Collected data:
══════════

PR #538, opened 2023-04-17
fix(gradient-block): Position Uniqueness

ragi96:
[Task](https://app.clickup.com/t/8677uqnq0)

UX Review finding which was caused problems if multiple color had the same position.

### DIFF
--- a/packages/gradient-block/src/components/ColorFlyout.tsx
+++ b/packages/gradient-block/src/components/ColorFlyout.tsx
@@ -141,7 +141,7 @@ export const ColorFlyout = ({
                     <FormControl
                         helper={
                             colorPositionValidation === Validation.Error
-                                ? { text: 'Add color stops from 0-100 and it needs to be unique.' }
+                                ? { text: 'Add unique color stops from 0-100.' }
                                 : undefined
                         }
                         style={
--- a/packages/gradient-block/src/components/ColorFlyout.tsx
+++ b/packages/gradient-block/src/components/ColorFlyout.tsx
@@ -58,7 +58,6 @@ export const ColorFlyout = ({
 
     const setValidColorPosition = (value: string) => {
         const valueAsNumber = parseInt(value);
-        console.log(gradientColors.every((item) => item.position !== valueAsNumber));
         if (
             valueAsNumber >= 0 &&
             valueAsNumber <= 100 &&
--- a/packages/gradient-block/src/components/ColorFlyout.tsx
+++ b/packages/gradient-block/src/components/ColorFlyout.tsx
@@ -58,7 +58,12 @@ export const ColorFlyout = ({
 
     const setValidColorPosition = (value: string) => {
         const valueAsNumber = parseInt(value);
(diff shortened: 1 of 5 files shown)


packages/gradient-block/src/components/ColorFlyout.tsx
```diff
@@ -58,7 +58,11 @@ export const ColorFlyout = ({
 
     const setValidColorPosition = (value: string) => {
         const valueAsNumber = parseInt(value);
-        if (valueAsNumber >= 0 && valueAsNumber <= 100) {
+        if (
+            valueAsNumber >= 0 &&
+            valueAsNumber <= 100 &&
+            gradientColors.every((item) => item.position !== valueAsNumber)
```
celine-s, line 64: Maybe we could just add the color to the outermost part. E.g. if the valueAsNumber is 103 => add it to 100 and if it is smaller than 0 add it to 0. Atm I can still add a color to higher than 103, but it doesn't place it: https://www.loom.com/share/2d50c89f1b1f4c08bf2bb8be14a6bc04

ragi96: How can you add at position 103? I can't manage to do that

packages/gradient-block/src/components/ColorFlyout.tsx
```diff
@@ -137,7 +141,7 @@ export const ColorFlyout = ({
                     <FormControl
                         helper={
                             colorPositionValidation === Validation.Error
-                                ? { text: 'Add color stops from 0-100.' }
+                                ? { text: 'Add color stops from 0-100 and it needs to be unique.' }
```
fulopdaniel, line 144:
```suggestion
                                ? { text: 'Add unique color stops from 0-100.' }
```

fulopdaniel: Just feels a bit nicer to me but I am fine with both

fulopdaniel (approved):

packages/gradient-block/src/components/SquareBadgesRow.tsx
```diff
@@ -23,7 +23,9 @@ export const SquareBadgesRow = ({ blockWidth, gradientColors, gradientOrientatio
     };
 
     useEffect(() => {
-        prepareGradients();
+        if (gradientColors.length > 0) {
```
celine-s, line 26: maybe we could display a info text like `Please note that the gradient block requires a minimum of two colors to be selected in order to function properly.` Wdyt?

celine-s (approved):
just one idea how to solve the UX when there is no or only one color selected. Anyway now it works good - thanks!

packages/gradient-block/src/components/SquareBadgesRow.tsx
ragi96: Yeah i think that would be great, any idea where to put it?

SamuelAlev (changes requested):
Please add tests for your fixes to prevent regression

SamuelAlev (approved):

PR #539, opened 2023-04-17
feat(shared): BlockInjectButton - handle onDrop validation

celine-s:

PR #540, opened 2023-04-17
feat(shared): BlockItemWrapper allow undefined toolbar items

celine-s:


packages/shared/src/components/BlockInjectButton/types.ts
ragi96, line 1: These changes are not related to the BlockItemWrapper and are belonging to #539

celine-s: uuups, thanks! Removed

ragi96 (approved):

packages/shared/src/components/BlockItemWrapper/types.ts
```diff
@@ -5,7 +5,7 @@ import { MenuItemStyle } from '@frontify/fondue';
 export type BlockItemWrapperProps = {
     shouldHideWrapper?: boolean;
     shouldHideComponent?: boolean;
-    toolbarItems: ToolbarItem[];
+    toolbarItems: (ToolbarItem | undefined)[];
```
fulopdaniel, line 8: Shouldn't providing props in the right format would be the responsibility of the consumer? Where is this used where we pass undefined values inside the array?

celine-s: Fair enough, I see your point. It is e.g. in the Thumbnail Grid needed in the following scenario: If there is less than 2 items I don't want to show the drag and Drop handle. Therefore, I supposed also in other blocks it might be usefull to just pass undefined instead of handling the filtering in each block. We can also do it in the block. Or wdyt?

fulopdaniel (approved):

packages/shared/src/components/BlockItemWrapper/types.ts
SamuelAlev: Daniel is actually right, the responsability is on the components to not pass `undefined`

PR #541, opened 2023-04-19
feat(shared): add getBackgroundSettings

ragi96:
added `getBackgroundSettings` and used it within AssetKitBlock, and its also needed for the AnimationCurveBlock

Also extended the `getBorderRadiusSlider` so you can define a defaultRadius

### DIFF
--- a/packages/shared/src/settings/background.ts
+++ b/packages/shared/src/settings/background.ts
@@ -1,0 +1,41 @@
+/* (c) Copyright Frontify Ltd., all rights reserved. */
+
+import { Color, SettingBlock } from '@frontify/guideline-blocks-settings';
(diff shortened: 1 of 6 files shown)


packages/shared/src/settings/background.ts
```diff
@@ -0,0 +1,41 @@
...
+        type: 'switch',
+        defaultValue: !!options?.defaultValue,
+        on: [
+            {
+                id: colorId,
+                defaultValue: defaultColor,
+                type: 'colorInput',
+            },
+        ],
+        off: [],
```
celine-s, line 39:
```suggestion
```

celine-s (approved):
good idea. Really nice to have it!

PR #543, opened 2023-04-19
feat(shared): styles

ragi96:
Multiple Styling functions 

`getBackgroundColorStyles`
`getBorderStyles`
`getRadiusStyles`

They are already used within the AssetKitBlock and will also be used by the AnimationCurveBlock


celine-s (approved):
nice! Looking forward to reuse it in Thumbnail Grid Block as well :D

fulopdaniel:
Do you think it makes sense to add these helpers inside the utilities/react folder as they are react specific?

ragi96:
> Do you think it makes sense to add these helpers inside the utilities/react folder as they are react specific?

Yep. It definitely makes sense to move it inside there

fulopdaniel (approved):

PR #544, opened 2023-04-19
fix(DoDontItem): margin top breaks the title

fulopdaniel:
-Checkbox in settings sidebar was not visible by default
-If H3 had margin top it broke the layout


ragi96 (approved):
🚀

packages/dos-donts-block/src/DoDontItem.tsx
```diff
@@ -270,6 +270,7 @@ export const DoDontItem = React.forwardRef<HTMLDivElement, DoDontItemProps>(
                                         {
                                             ...designTokens?.heading3,
                                             marginBottom: 0,
+                                            marginTop: 0,
```
celine-s, line 273: I still have an issue with the top margin locally. If you also add it to line 263 like you did with the marginBottom it works on my side.

PR #548, opened 2023-04-24
feat(shared): add switch label to settings

celine-s:


packages/shared/src/settings/background.ts
```diff
@@ -17,17 +17,22 @@ type BackgroundSettingsType = {
...
+    hasDefaultColor?: boolean;
+    switchLabel?: string;
 };
 
 export const getBackgroundSettings = (options?: BackgroundSettingsType): SettingBlock => {
+    const showDefaultColor = options?.hasDefaultColor !== undefined ? options?.hasDefaultColor : true;
     const hasId = options?.id ? `hasBackground${options.id}` : 'hasBackground';
     const colorId = options?.id ? `backgroundColor${options.id}` : 'backgroundColor';
-    const defaultColor = options?.defaultColor || BACKGROUND_COLOR_DEFAULT_VALUE;
+    const defaultColor = showDefaultColor ? options?.defaultColor || BACKGROUND_COLOR_DEFAULT_VALUE : undefined;
```
fulopdaniel, line 28: Quick question. Why is the extra prop `hasDefaultColor` needed? Can't we just check to see if the `defaultColor` prop has been supplied?

packages/shared/src/settings/border.ts
```diff
@@ -24,6 +24,7 @@ type BorderSettingsType = {
     id?: string;
     defaultValue?: boolean;
     defaultColor?: Color;
+    switchLabel?: string;
```
ragi96, line 27: add to jsdoc

packages/shared/src/settings/background.ts
celine-s: the idea is, that you don't have to put a defaultColor. As atm we use everywhere the BACKGROUND_COLOR_DEFAULT_VALUE therefore we don't need to pass it each time. You know what I mean? I can also adapt it like you said. Wdyt?

packages/shared/src/settings/background.ts
```diff
@@ -17,17 +17,22 @@ type BackgroundSettingsType = {
     id?: string;
     defaultValue?: boolean;
     defaultColor?: Color;
+    hasDefaultColor?: boolean;
+    switchLabel?: string;
 };
```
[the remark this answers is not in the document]
celine-s: good point! added

packages/shared/src/settings/border.ts
celine-s: added 👍

packages/shared/src/settings/background.ts
```diff
@@ -10,24 +10,31 @@ import { BACKGROUND_COLOR_DEFAULT_VALUE } from './defaultValues';
  * @param options.id Custom suffix for the setting ids
  * @param options.defaultValue Default value for the background switch
  * @param options.defaultColor Default value for the background color
+ * @param options.hasDefaultColor Whether the background color should have a default value
+ * @param options.switchLabel Label for the background switch
  * @returns {SettingBlock} Returns border settings
```
ragi96, line 15:
```suggestion
 * @returns {SettingBlock} Returns background settings
```
Probably i missed that one

ragi96 (approved):

packages/shared/src/settings/background.ts
```diff
@@ -10,24 +10,31 @@ import { BACKGROUND_COLOR_DEFAULT_VALUE } from './defaultValues';
...
+    hasDefaultColor?: boolean;
+    switchLabel?: string;
 };
 
 export const getBackgroundSettings = (options?: BackgroundSettingsType): SettingBlock => {
+    const showDefaultColor = options?.hasDefaultColor !== undefined ? options?.hasDefaultColor : true;
     const hasId = options?.id ? `hasBackground${options.id}` : 'hasBackground';
     const colorId = options?.id ? `backgroundColor${options.id}` : 'backgroundColor';
-    const defaultColor = options?.defaultColor || BACKGROUND_COLOR_DEFAULT_VALUE;
+    const defaultColor = showDefaultColor ? options?.defaultColor || BACKGROUND_COLOR_DEFAULT_VALUE : undefined;
```
fulopdaniel, line 30:
```suggestion
    const defaultColor = !!options?.hasDefaultColor ? options?.defaultColor || BACKGROUND_COLOR_DEFAULT_VALUE : undefined;
```

celine-s: unfortunately not possible as hasDefaultColor is a boolean and if it is `false` we don't want to have a background color. if it is true or undefined we want to have the default color.

PR #549, opened 2023-04-24
fix(ImageBlock): fix various issues

fulopdaniel:
1. `tw-outline-line` was not applied/generated. Added back the tailwind fondue tokens to the shared tailwind config.
2. When link was added to the image and the attachments were clicked the link opened. Prevented it by only wrapping the image itself inside <a> tags.
3. Tooltips were popping up immediately making it really annoying to click the options menu in the top-right. Added some delay.
4. Download button had a huge focus outline when clicked. Looked a bit ugly. Removed it when it is clicked. Still visible by tabbing.

### DIFF
--- a/packages/image-block/src/components/Image.tsx
+++ b/packages/image-block/src/components/Image.tsx
@@ -37,7 +37,7 @@ export const ImageComponent = ({ image, blockSettings, isEditing }: ImageProps) 
                     className="tw-w-full"
                     href={link.link.link}
                     target={link.openInNewTab ? '_blank' : undefined}
-                    rel="noreferrer"
+                    rel={link.openInNewTab ? 'noopener noreferrer' : 'noreferrer'}
                 >
                     <img
                         data-test-id="image-block-img"
--- a/packages/image-block/src/components/Image.tsx
+++ b/packages/image-block/src/components/Image.tsx
@@ -27,7 +27,7 @@ type ImageProps = {
     appBridge: AppBridgeBlock;
 };
 
-export const Image = ({ image, appBridge, blockSettings, isEditing }: ImageProps) => {
+export const ImageComponent = ({ image, blockSettings, isEditing }: ImageProps) => {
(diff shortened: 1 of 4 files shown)


packages/shared/tailwind.config.js
```diff
@@ -1,6 +1,11 @@
 /* (c) Copyright Frontify Ltd., all rights reserved. */
 
 module.exports = {
+    presets: [require('@frontify/fondue/tailwind')],
+    content: ['src/**/*.{ts,tsx}'],
```
celine-s, line 5:
```suggestion
    presets: [require('@frontify/fondue/tailwind'), require('../shared/tailwind.config')],
    content: ['src/**/*.{ts,tsx}', '../shared/src/**/*.{ts,tsx}'],
```

celine-s (approved):
nice! 
Wdyt: Could we already give it for a first review for Martin / Schirmi? Could you deploy it?

packages/shared/tailwind.config.js
fulopdaniel: This is already inside the shared folder

packages/image-block/src/components/Image.tsx
```diff
@@ -39,26 +39,34 @@ export const Image = ({ image, appBridge, blockSettings, isEditing }: ImageProps
                     target={link.openInNewTab ? '_blank' : undefined}
                     rel="noreferrer"
```
ragi96, line 40:
```suggestion
                    rel={link.openInNewTab ? 'noopener noreferrer' : 'noreferrer'}
```

Add also noopener if its target is _blank to prevent tabnapping

packages/shared/tailwind.config.js
celine-s: omg goldfish brain. :D

packages/image-block/src/components/Image.tsx
fulopdaniel: great suggestion, added

ragi96 (approved):
Great 🚀

PR #550, opened 2023-04-26
feat(Attachments): various improvements

fulopdaniel:
1. Add loading circle indicator when replacing items.
2. Supply design tokens from outside.
3. Make it accessible
4. Add keyboard support to drag n drop.

### DIFF
--- a/packages/shared/src/components/Attachments/AttachmentItem.tsx
+++ b/packages/shared/src/components/Attachments/AttachmentItem.tsx
@@ -122,7 +122,7 @@ export const AttachmentItem = forwardRef<HTMLButtonElement, AttachmentItemProps>
                 {isEditing && (
                     <div
                         data-test-id="attachments-actionbar"
-                        className="tw-flex tw-gap-[2px] tw-invisible group-focus:tw-visible group-focus-within:tw-visible group-hover:tw-visible"
+                        className="tw-flex tw-gap-0.5 tw-invisible group-focus:tw-visible group-focus-within:tw-visible group-hover:tw-visible"
                     >
                         <button
                             {...focusProps}
--- a/packages/shared/src/components/Attachments/AttachmentItem.tsx
+++ b/packages/shared/src/components/Attachments/AttachmentItem.tsx
@@ -1,6 +1,6 @@
 /* (c) Copyright Frontify Ltd., all rights reserved. */
 
-import React, { forwardRef, useEffect, useState } from 'react';
+import React, { MutableRefObject, forwardRef, useEffect, useState } from 'react';
 import { Asset, useAssetUpload, useFileInput } from '@frontify/app-bridge';
 import { useSortable } from '@dnd-kit/sortable';
 import { useFocusRing } from '@react-aria/focus';
@@ -61,7 +61,7 @@ export const AttachmentItem = forwardRef<HTMLButtonElement, AttachmentItemProps>
         const [selectedAsset, setSelectedAsset] = useState<Asset | undefined>();
         const [openFileDialog, { selectedFiles }] = useFileInput({ multiple: true, accept: 'image/*' });
         const [uploadFile, { results: uploadResults, doneAll }] = useAssetUpload();
-        const { isFocused, focusProps } = useFocusRing();
+        const { focusProps, isFocusVisible } = useFocusRing();
 
         useEffect(() => {
             if (selectedFiles) {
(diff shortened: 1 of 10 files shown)


ragi96 (commented):
There is also one accessibility problem i noticed

https://www.loom.com/share/68eecd3c821c4fc4a30d50e35e4f89f6

packages/shared/src/components/Attachments/Attachments.spec.ct.tsx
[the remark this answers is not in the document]
fulopdaniel: Thanks ,great catch and suggestions. Fixed and added.

packages/shared/src/components/Attachments/Attachments.tsx
```diff
@@ -92,19 +94,23 @@ export const Attachments = ({
...
-                appBridge.closeAssetChooser();
+            async (result: Asset[]) => {
                 setIsFlyoutOpen(true);
+                appBridge.closeAssetChooser();
+                setAssetIdsLoading([...assetIdsLoading, toReplace.id]);
+                await onReplaceWithBrowse(toReplace, result[0]);
+                setAssetIdsLoading(assetIdsLoading.filter((id) => id !== toReplace.id));
             },
             {
                 multiSelection: false,
```
ragi96, line 105:
```suggestion
                multiSelection: false,
                selectedValueIds: internalItems.map((item) => item.id),
```
add it also on line 89, for initial adds

to prevent that one asset could be added twice, which would end up in strange behaviours at dragging, etc...

packages/shared/src/components/Attachments/AttachmentItem.tsx
```diff
@@ -107,18 +122,19 @@ export const AttachmentItem = forwardRef<HTMLDivElement, AttachmentItemProps>(
                 {isEditing && (
                     <div
                         data-test-id="attachments-actionbar"
-                        className="tw-flex tw-gap-[2px] tw-invisible group-hover:tw-visible"
+                        className="tw-flex tw-gap-[2px] tw-invisible group-focus:tw-visible group-focus-within:tw-visible group-hover:tw-visible"
```
ragi96, line 125:
```suggestion
                        className="tw-flex tw-gap-0.5 tw-invisible group-focus:tw-visible group-focus-within:tw-visible group-hover:tw-visible"
```
just minor tweak for tailwind classes

packages/shared/src/components/Attachments/Attachments.tsx
fulopdaniel: Thanks, fixed

ragi96: you missed to add it on line 107, otherwise its fine

fulopdaniel: yep, fixed

ragi96 (approved):
🚀

packages/shared/src/components/Attachments/AttachmentItem.tsx
```diff
@@ -107,18 +122,19 @@ export const AttachmentItem = forwardRef<HTMLDivElement, AttachmentItemProps>(
...
+                                'tw-bg-button-background tw-border-button-border hover:tw-bg-button-background-hover active:tw-bg-button-background-pressed tw-group tw-border tw-box-box tw-relative tw-flex tw-items-center tw-justify-center tw-outline-none tw-font-medium tw-rounded tw-h-9 tw-w-9 ',
+                                isDragging ? 'tw-cursor-grabbing' : 'tw-cursor-grab',
+                                isFocused && FOCUS_STYLE,
+                            ])}
+                        >
+                            <IconGrabHandle20 />
+                        </button>
                         <div className="-tw-mx-3">
                             <Flyout
                                 placement={FlyoutPlacement.Right}
```
SamCreasey, line 140: This flyout trigger is a nested button, which means it has two tab indexes nested inside each other. Use the render function version of the Flyout trigger to avoid this

packages/shared/src/components/Attachments/Attachments.tsx
```diff
@@ -156,12 +163,14 @@ export const Attachments = ({
                                             collisionDetection={closestCenter}
                                             onDragStart={handleDragStart}
                                             onDragEnd={handleDragEnd}
+                                            modifiers={[restrictToWindowEdges]}
```
SamCreasey, line 166: Why not restrict to Axis? There's no need for this list to be movable via x-axis

SamCreasey:
Screenshot 2023-05-04 at 13 43 07
Double Focus rings are visible

SamCreasey:
https://www.loom.com/share/c5ac3ddb1d344468906bd20d34fb3bba. Some kind of bug with the drag state if you click to close the flyout before the drag animation finishes

SamCreasey (changes requested):

packages/shared/src/components/Attachments/Attachments.tsx
fulopdaniel: I fiddled around with this and if I fix it to y axis it results in a worse UX, at least that was my experience. I like that I can slightly move the drag overlay outside its axis, feels a bit more natural.

What do you think?

packages/shared/src/components/Attachments/AttachmentItem.tsx
fulopdaniel: Thanks, fixed!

══════════

#### ACTIVITY
Please state how many lines in the records above hold the word "openInNewTab", giving only the number.

#### TASK RESULT
4